DAS DEMAIS ALEGAÇÕES — FUNDAMENTAÇÃO PER RELATIONEM No que tange às demais teses recursais — nulidade do contrato por ausência de comprovação do repasse dos valores, restituição em dobro dos descontos indevidos (art. 42, parágrafo único, do CDC), configuração de dano moral in re ipsa e incidência de juros e correção monetária —, a decisão monocrática agravada enfrentou cada uma delas de forma expressa e fundamentada, não tendo a parte agravante logrado apresentar, em sede de agravo interno, argumentos novos aptos a infirmar os fundamentos já expendidos. Com efeito, as razões recursais limitam-se a reiterar as teses já deduzidas nas apelações e expressamente rechaçadas pela decisão monocrática, sem trazer qualquer elemento fático ou jurídico superveniente que justifique a revisão do entendimento firmado. A mera reiteração de argumentos já analisados e afastados não tem o condão de autorizar a reforma da decisão agravada. Nesse contexto, adota-se, por economia processual e em homenagem ao princípio da fundamentação per relationem (Tema 1.306/STJ), a integralidade dos fundamentos consignados na decisão monocrática como razão de decidir, os quais ficam incorporados ao presente voto para todos os efeitos legais. A técnica da fundamentação per relationem é admitida pela jurisprudência do Supremo Tribunal Federal e do Superior Tribunal de Justiça como instrumento legítimo de motivação das decisões judiciais, não configurando ofensa ao art. 93, IX, da Constituição Federal, desde que o ato decisório referenciado tenha enfrentado, de forma adequada, a matéria objeto de impugnação, o que se verifica na espécie. Registre-se, por oportuno, que os fundamentos da decisão agravada encontram-se em plena consonância com a orientação firmada pelo Superior Tribunal de Justiça no julgamento do Tema Repetitivo nº 1.061, que fixou a tese de que a restituição em dobro do indébito independe da natureza do elemento volitivo, aplicando-se a todos os casos de cobrança indevida, salvo quando houver engano justificável, bem como com o entendimento consolidado desta Corte Estadual, expresso nas Súmulas nº 18 e nº 26 do TJPI, já transcritas. Mantém-se, portanto, a decisão monocrática agravada em todos os seus termos.
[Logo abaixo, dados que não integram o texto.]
PR #1382, opened 2026-08-09
Expose most openbve settings to route viewer and object viewer.

adfriz:
The same option as object viewer, idk if this useful, but i think its not a bad to expose this so its more align with object viewer?

### DIFF
--- a/assets/Languages/ca-ES.xlf
+++ b/assets/Languages/ca-ES.xlf
@@ -1356,6 +1356,12 @@
 						<source>Enabled</source>
 						<target>Habilitada</target>
 					</trans-unit>
+					<trans-unit id="display_fpslimit">
+						<source>FPS Limit:</source>
+					</trans-unit>
+					<trans-unit id="display_fpslimit_unlimited">
+						<source>Unlimited</source>
+					</trans-unit>
 					<trans-unit id="display_window">
 						<source>Window mode</source>
 						<target>Finestra</target>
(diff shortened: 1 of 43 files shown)


adfriz:
Just realize route viewer didnt have that vsync options, so i think its better align all the feature to what the main openbve has.

as example turning vsync off unlock the fps cap to not limited by the display hz.

image

adfriz:
i think i will add some fps limit options to the main game too.

adfriz:
Nice all checks passed.

@leezer3 i tried making the commit not depends on previous commits, if needed you can cherry pick each commit to master.

leezer3:
Was closing this deliberate?

With regards to VSync / FPS limit, not sure
how much real value this has in development tools, but on the other hand if it's easy to expose...

(To note, there is an older branch / PR *somewhere* about to add a viewer mode to the main game; I can't remember offhand the issues with that, but it might be 'better' to redo that?!)

adfriz:
Yes, ill do these commit again in different branch, ill do small rewrite and arrange some of the code so its easier to cherry pick.

viewer to the main game? is like bundling it in the main window launcher by making a button and pointing to the each viewer exe? or like multiple ingame mode?

leezer3:
It was essentially just adding another dropdown to the game mode box, plus fixing a few related issues to do with no player train.

Basically, when all's said and done, the main game & Route Viewer are nearly identical internally.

DISPOSITIVO Ante o exposto, CONHEÇO do agravo interno e, no mérito, NEGO-LHE PROVIMENTO, para manter integralmente a decisão monocrática agravada, inclusive quanto ao reconhecimento da prescrição parcial das parcelas descontadas anteriormente a 07/02/2018, remanescendo exigíveis apenas os valores indevidamente descontados no período compreendido entre 07/02/2018 e 08/07/2018, nos termos da fundamentação supra, que passa a integrar o presente acórdão para todos os efeitos legais. É como voto.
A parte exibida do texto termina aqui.